# Exercise directions
Check every line of the data for the word "github", and copy those that have it.

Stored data

PR #26, opened 2021-11-10
ci(sanity): vendor deps before running linter

tylerslaton:
# Summary
As more dependencies are getting added the linter is timing out when trying to download them before its run in the `sanity` action. As a result, this PR vendors the dependencies prior so that lint step is not responsible for downloading.

# Additions
- Vendor prior to running linter in `sanity` action
- Moved around targets to be more readable

### DIFF
--- a/.github/workflows/sanity.yaml
+++ b/.github/workflows/sanity.yaml
@@ -16,6 +16,7 @@ jobs:
         uses: actions/setup-go@v2
         with:
           go-version: '1.17'
+      - name: Vendor dependencies
+        run: go mod vendor
       - name: Run sanity checks
-        run: |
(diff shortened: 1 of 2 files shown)


.github/workflows/sanity.yaml
```diff
@@ -16,6 +16,7 @@ jobs:
         uses: actions/setup-go@v2
         with:
           go-version: '1.17'
+      - name: Vendor dependencies
+        run: go mod vendor
```
timflannagan, line 20: We may want to also do this throughout the other workflows at some point, but this is fine for now :+1:

timflannagan (approved):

# Output of the task
--- a/.github/workflows/sanity.yaml
+++ b/.github/workflows/sanity.yaml
.github/workflows/sanity.yaml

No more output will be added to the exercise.